Buttle Lake in Vancouver Island's Strathcona Park — glassy turquoise water reflecting the jagged snow-capped peaks under a deep blue sky

Americas

British Columbia

"I kept thinking I'd seen the most dramatic view, then the road turned."

The first time I drove north from Victoria toward the Comox Valley, I had to pull over three times in the first hour — not for gas, not for coffee, but because the light hitting the Strathcona peaks over Buttle Lake was doing something I didn’t have the vocabulary for. Living in Mexico has recalibrated my sense of beauty toward warm dust and bougainvillea, so stepping into British Columbia in October felt almost violent: cold air off the Georgia Strait, Douglas firs wider than my armspan, and silence of a kind that feels earned. The province doesn’t ease you in.

What caught me off guard was how much the coast and the interior feel like entirely different countries stitched together under the same name. Vancouver is sushi, rain, and glass towers jutting up against the North Shore mountains. The Okanagan, four hours east, is ponderosa pines and Syrah vines and fruit stands selling BC peaches that taste like they were invented specifically to embarrass every other peach on earth. Then there’s the north — the Haida Gwaii archipelago where the forest walks into the Pacific and ancient totem poles stand in the rain without any fence around them, no interpretive panel, no Instagram queue. Just history, wet and present. I ate smoked sockeye at a roadside spot near Port Hardy and felt, briefly, like I understood something about this country that people who only go to Whistler never quite do.

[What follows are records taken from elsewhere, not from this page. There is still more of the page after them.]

Issue #64, opened 2022-05-23
Cargo.toml: Update to Rust edition 2021


mxinden:
As discussed in https://github.com/prometheus/client_rust/pull/63, we should upgrade to Rust edition 2021.

Tracking this here for the sake of completeness.

//CC @doehyunbaek

PR #65, opened 2022-05-26
Update to 2021 edition

doehyunbaek:
I used 2021 edition cargo fix tool (cargo fix --edition) and there was no code change in the repo. Though I am pretty confident in Rust team's ability to make good refactoring tools, I went through changes in the [edition guide](https://doc.rust-lang.org/edition-guide/rust-2021/index.html) and there seemed to be no problem.

One little thing I'm worried about is the message I got when I ran fix tool, which is also pasted in commit description, which is
```console
When building the following dependencies, the given features will no longer be used:
  syn v1.0.95 (as host dependency) removed features: extra-traits, full, visit, visit-mut

The following differences only apply when building with dev-dependencies:
  standback v0.2.17 (as host dependency) removed features: std
  syn v1.0.95 (as host dependency) removed features: visit
```

would you mind taking a look at this?

### DIFF
--- a/CHANGELOG.md
+++ b/CHANGELOG.md
@@ -4,7 +4,7 @@ All notable changes to this project will be documented in this file.
 The format is based on [Keep a Changelog](https://keepachangelog.com/en/1.0.0/),
 and this project adheres to [Semantic Versioning](https://semver.org/spec/v2.0.0.html).
 
-## [0.17.0]
+## [0.17.0] - unreleased
 
 ### Changed
 


doehyunbaek:
closes #64

mxinden (commented):
Thanks!

Just needs:

- Version bump in `Cargo.toml` to `v0.17.0`.
- Changelog entry in `CHANGELOG.md`.
- Edition update to `2021` in `derive-text-encode/Cargo.toml`.
- Version bump in `derive-text-encode/Cargo.toml`.
- Update of `prometheus-client-derive-text-encode` in root level `Cargo.toml` to new version.

doehyunbaek:
Applied suggestion here[1bca5bc](https://github.com/prometheus/client_rust/pull/65/commits/1bca5bc46b9502ce04c2a43bfcd25d3e83cd8b60).

mxinden (approved):
:rocket: perfect! Thanks for the help.

Issue #51, opened 2022-03-09
Text encoding has inconsistent metric names


08d2:

08d2:
It is somewhat surprising that the metric name provided to counter constructors will have `_total` appended to it automatically. It would be cool if that were better documented, and ideally only happened if the provided metric name didn't already end in `_total`.

mxinden:
> The `HELP` and `TYPE` lines should use `my_counter_total`, not `my_counter`.

Not according to the OpenMetrics specification:

https://github.com/OpenObservability/OpenMetrics/blob/main/specification/OpenMetrics.md#counter-1





> It is somewhat surprising that the metric name provided to counter constructors will have `_total` appended to it automatically. It would be cool if that were better documented, and ideally only happened if the provided metric name didn't already end in `_total`.

Good idea. For the former, would you mind extending the documentation @08d2? For the latter, let's move the discussion to https://github.com/prometheus/client_rust/issues/52.

08d2:
> Not according to the OpenMetrics specification

I don't know anything about OpenMetrics, really, and I don't consider it any kind of authority. I can observe that the "_created" thing described in your link is not valid for Prometheus, though.

mxinden:
> AFAIK, this is not compatible with the Prometheus exposition format.

Note that you need to set the right content type in order for Prometheus parse the output of a scrape in the Open Metrics format.

https://github.com/prometheus/client_rust/blob/69e6674064c08630b7b397a58d6e99279d8d98ce/examples/tide.rs#L37

nox:
We have ~100 unsuffixed metrics at work and we are trying to move away from `prometheus` and to switch to `prometheus-client`, this automatic suffixing is an issue, we don't want to change dozens of dashboards because a library forces counter renames on us. Would you accept a PR adding an `LegacyUnsuffixedCounter<A>` type to this crate?

08d2:
> Note that I would see this as a small helper to enable folks to migrate to the OpenMetrics format eventually.

OpenMetrics remains an experiment, not a standard. Prometheus client libraries should default to the core exposition formats, and leave OpenMetrics as an opt-in alternative.

PR #66, opened 2022-06-02
Encode suffix only when it is not presented

quangIO:
This is a temporary workaround for #51, which should work most of the time, with no significantly changes in the API. OpenMetrics format should still works. If users need to use Prometheus counter, then they must explicitly append "_total" to the metric name.


mxinden:
If I am not mistaken, this would allow for the following counter metric output, which is not correct according to the OpenMetrics specification:

```
# TYPE foo_total counter
# HELP foo_total Total number of foo events.
foo_total 17.0
```

Also see https://github.com/prometheus/client_rust/issues/51#issuecomment-1146066161 in order to tell Prometheus to parse the output in OpenMetrics format.

quangIO:
> If I am not mistaken, this would allow for the following counter metric output, which is not correct according to the OpenMetrics specification:
> 
> ```
> # TYPE foo_total counter
> # HELP foo_total Total number of foo events.
> foo_total 17.0
> ```
> 
> Also see [#51 (comment)](https://github.com/prometheus/client_rust/issues/51#issuecomment-1146066161) in order to tell Prometheus to parse the output in OpenMetrics format.

Yes, you are correct. This behaviour is intended is this PR. But like you said, setting `application/openmetrics-text` as content-type is a much better one. So I will close this one.

08d2:
OpenMetrics is not authoritative. Whenever there is a conflict between Prometheus and OpenMetrics, Prometheus should win.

The ferry crossings are their own thing. BC Ferries between the mainland and Vancouver Island are legitimately one of the better ways to arrive anywhere — you watch the Gulf Islands slide past, seals occasionally, bald eagles more often than feels reasonable, and then the mountains of the island rise up and the deck gets very quiet. No one’s on their phone. That says something.

When to go: July and August for hiking, kayaking, and the Gulf Islands without rain. Late September into October for the Okanagan harvest, fewer crowds, and the kind of golden-hour light that makes you want to photograph everything. Avoid the ski-only framing of December–March unless Whistler is genuinely your goal — the coast is moody and grey in winter, which has its own appeal but isn’t for everyone.

What most guides get wrong: They treat British Columbia as a greatest-hits checklist — Whistler, Tofino, Vancouver — and miss that the province is best understood by choosing one region and going slow. Two weeks trying to see everything from the Rockies to the rainforest to the wine country means you’ll see it all through a windshield. Pick the islands or the interior or the north, and stay long enough to eat somewhere twice.